-- EXERCISE INSTRUCTIONS --
Please show all lines of the records that include "there".

^^^^^^^^^^^^^^^^

PR #1717, opened 2022-05-31
Compare major.minor python version to be expected one

mathbunnyru:
## Describe your changes

We pin `major.minor` python version in the base Dockerfile.
So it makes sense to check this version stays the same.


mathbunnyru:
Merging this one, seems to be a simple change.

mathbunnyru:
Merging this one, seems to be a simple change.

PR #1725, opened 2022-06-14
Adding list of groups to `${NB_USER}`

IslamAlam:
## Describe your changes
A useful feature for adding a list of groups to `${NB_USER}` in the case of needing to read multiple volumes with different access rights. For instance, it is handy to add a user to groups given from ActiveDirectory.

### DIFF
--- a/base-notebook/start.sh
+++ b/base-notebook/start.sh
@@ -75,6 +75,7 @@ if [ "$(id -u)" == 0 ] ; then
     # - NB_UID: the desired user id
     # - NB_GID: a group id we want our user to belong to
     # - NB_GROUP: a group name we want for the group
+    # - NB_UNPRIVILEGED_GROUPS: list of groups to add for NB_USER as "104(input),125(render),124(kvm),107(messagebus)"
     # - GRANT_SUDO: a boolean ("1" or "yes") to grant the user sudo rights
     # - CHOWN_HOME: a boolean ("1" or "yes") to chown the user's home folder
     # - CHOWN_EXTRA: a comma separated list of paths to chown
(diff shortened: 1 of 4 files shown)


mathbunnyru:
@IslamAlam the reason for that is because we use not freshly built images to use as a base image, but end up pulling old images from dockerhub.

base-notebook/start.sh
```diff
@@ -104,6 +105,23 @@ if [ "$(id -u)" == 0 ] ; then
         useradd --home "/home/${NB_USER}" --uid "${NB_UID}" --gid "${NB_GID}" --groups 100 --no-log-init "${NB_USER}"
     fi
 
+    # Create additional groups for NB_USER
+    _IFS=${IFS}; IFS=,
+    for gid in ${NB_UNPRIVILEGED_GROUPS?}; do
+        g_id=$(echo "${gid}" | awk -F '[()]' '{print $1}')
+        g_name=$(echo "${gid}" | awk -F '[()]' '{print $2}')
+        # make sure group name, no longer than 32 characters
+        g_name="${g_name:0:32}"
```
mathbunnyru, line 114: I don't think we should manipulate user's input this way.
If they use long group name and it fails when starting the container, it's actually better, than fixing the group name and making them believe everything is fine.

base-notebook/start.sh
```diff
@@ -104,6 +105,23 @@ if [ "$(id -u)" == 0 ] ; then
...
+
+        if ! getent group "${g_id:?}" >/dev/null 2>&1; then
+            _log "create group with: groupadd --force --gid ${g_id:?} ${g_name:-"g_${g_id:?}"} "
+            eval 'groupadd --force --gid "${g_id:?}" "${g_name:-"g_${g_id:?}"}" '
+            _log "Add user to group: usermod -a -G ${g_name:-"g_${g_id:?}"} ${NB_USER}"
+            eval 'usermod -a -G "${g_name:-"g_${g_id:?}"}" ${NB_USER}'
```
mathbunnyru, line 120: Why are we calling `eval` instead of calling these commands directly?

mathbunnyru (changes requested):
To be honest, I'm not sure we should add more stuff to our start scripts.
I mean, they are already over-complicated, not very well tested.

Have you tried using [Startup hooks](https://jupyter-docker-stacks.readthedocs.io/en/latest/using/common.html#startup-hooks) for your purposes?

mathbunnyru:
> @IslamAlam the reason for that is because we use not freshly built images to use as a base image, but end up pulling old images from dockerhub.

This is merged in master. Please, merge `master` branch to your branch, to build images correctly.

consideRatio:
I think that this may be stretching the functionality that makes sense for jupyter/docker-stacks to maintain long term beyond what is reasonable.

I think [startup hooks](https://jupyter-docker-stacks.readthedocs.io/en/latest/using/common.html#startup-hooks) is the way to go for something more advanced like this.

mathbunnyru:
Closing this PR. Please, if you think this is relevant for many users, fix the issues, reopen PR and let's wait for other people to ask for this feature.

PR #1731, opened 2022-06-29
Update passwd function

irvcaza:
## Describe your changes

The use of `IPython.lib.passwd()` does not match with [Jupyter server documentation](https://jupyter-server.readthedocs.io/en/latest/operators/public-server.html#preparing-a-hashed-password) and may lead to confusion on how to import/use it.

### DIFF
--- a/docs/using/common.md
+++ b/docs/using/common.md
@@ -16,7 +16,7 @@ You can pass [Jupyter server options](https://jupyter-server.readthedocs.io/en/l
 
    ```bash
    docker run -it --rm -p 8888:8888 jupyter/base-notebook \
-       start-notebook.sh --NotebookApp.password='sha1:7cca89c48283:e3c1f9fbc06d1d2aa59555dfd5beed925e30dd2c'
+       start-notebook.sh --NotebookApp.password='argon2:$argon2id$v=19$m=10240,t=10,p=8$JdAN3fe9J45NvK/EPuGCvA$O/tbxglbwRpOFuBNTYrymAEH6370Q2z+eS1eF4GM6Do'
    ```
 
 2. To set the [base URL](https://jupyter-server.readthedocs.io/en/latest/operators/public-server.html#running-the-notebook-with-a-customized-url-prefix) of the notebook server, you can run the following:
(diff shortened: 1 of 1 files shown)


docs/using/common.md
```diff
@@ -10,7 +10,8 @@ This page describes the options supported by the startup script and how to bypas
 
 You can pass [Jupyter server options](https://jupyter-server.readthedocs.io/en/latest/operators/public-server.html) to the `start-notebook.sh` script when launching the container.
 
-1. For example, to secure the Notebook server with a custom password hashed using `IPython.lib.passwd()` instead of the default token,
+1. For example, to secure the Notebook server with a [custom password](https://jupyter-server.readthedocs.io/en/latest/operators/public-server.html#preparing-a-hashed-password)
+   hashed using `notebook.auth.security.passwd()` instead of the default token,
```
consideRatio, line 14: Ah, is it even so that we should now use `jupyter_server` instead here? `notebook` is being phased out in favor of `jupyter_server` and have lots of the same capabilities.

irvcaza: You are right! I was almost sure I got that function from Jupyter-server's docs.

consideRatio: Ah maybe a fix for that projects documentation as well then? :) Thank you for your work in the jupyter ecosystem @irvcaza!!!

consideRatio: Atm you retain the notebook reference, should it be retained or switched to jupytet_server?

irvcaza: Let's change it to `jupyter_server `and do the proper changes to `jupyter_server` documentation.

Thank you for your support @consideRatio !

consideRatio: from jupyter_server.auth import passwd

Should it be with .security or not here?

irvcaza: Great observation! both work (I tested them)

`jupyter_server.auth.security` works because the function is defined in [that file](https://github.com/jupyter-server/jupyter_server/blob/main/jupyter_server/auth/security.py#L21) 

`jupyter_server.auth` works because (_If I understand corectly_) it is imported in the [`__init__.py`](https://github.com/jupyter-server/jupyter_server/blob/main/jupyter_server/auth/__init__.py#L4)

I prefer the second one just because it matches jupyter_server's [documentation](https://jupyter-server.readthedocs.io/en/latest/operators/public-server.html#preparing-a-hashed-password)

But if there is a stronger reason to change it to `jupyter_server.auth.security`, I have no problem with that.

mathbunnyru: I think it's a good idea to match the docs 👍

mathbunnyru:
Merging this one 👍

PR #1727, opened 2022-06-16
Upgrading Spark->3.3,Hadoop->3,Scala->2.13,Java->17

Bidek56:
## Describe your changes
Upgrading:
  - Spark -> 3.3
  - Hadoop -> 3.3
  - Scala -> 2.13
  - Java -> 17

Breaking change: [spylon-kernel ](https://github.com/vericast/spylon-kernel) not longer works since the package is no longer maintained. 
For anyone looking for a Scala kernel, I would suggest looking at [Almond](https://github.com/almond-sh/almond)

## Checklist (especially for first-time contributors)

- [x] I have performed a self-review of my code
- [x] If it is a core feature, I have added thorough tests
- [x] I will try not to use force-push to make the review process easier for reviewers
- [x] I have updated the documentation for significant changes

PR #1733, opened 2022-07-02
Upgrades to Spark 3.3.0

rhazegh:
Bumps spark from 3.2.1 to 3.3.0

See https://archive.apache.org/dist/spark/spark-3.3.0/ for `spark_checksum` and `hadoop_version`.


rhazegh:
It seems there is already a pull request for this. https://github.com/jupyter/docker-stacks/pull/1727

PR #1745, opened 2022-07-09
Snowpark notebook

john77eipe:
## Adding snowpark supported dockerfile

Adding new kid on the block - snowpark for snowflake

- [ x] I have performed a self-review of my code
- [ x] If it is a core feature, I have added thorough tests
- [ x] I will try not to use force-push to make the review process easier for reviewers
- [x ] I have updated the documentation for significant changes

^^^^^^^^^^^^^^^^

-- EXERCISE RESULT --
But if there is a stronger reason to change it to `jupyter_server.auth.security`, I have no problem with that.
It seems there is already a pull request for this. https://github.com/jupyter/docker-stacks/pull/1727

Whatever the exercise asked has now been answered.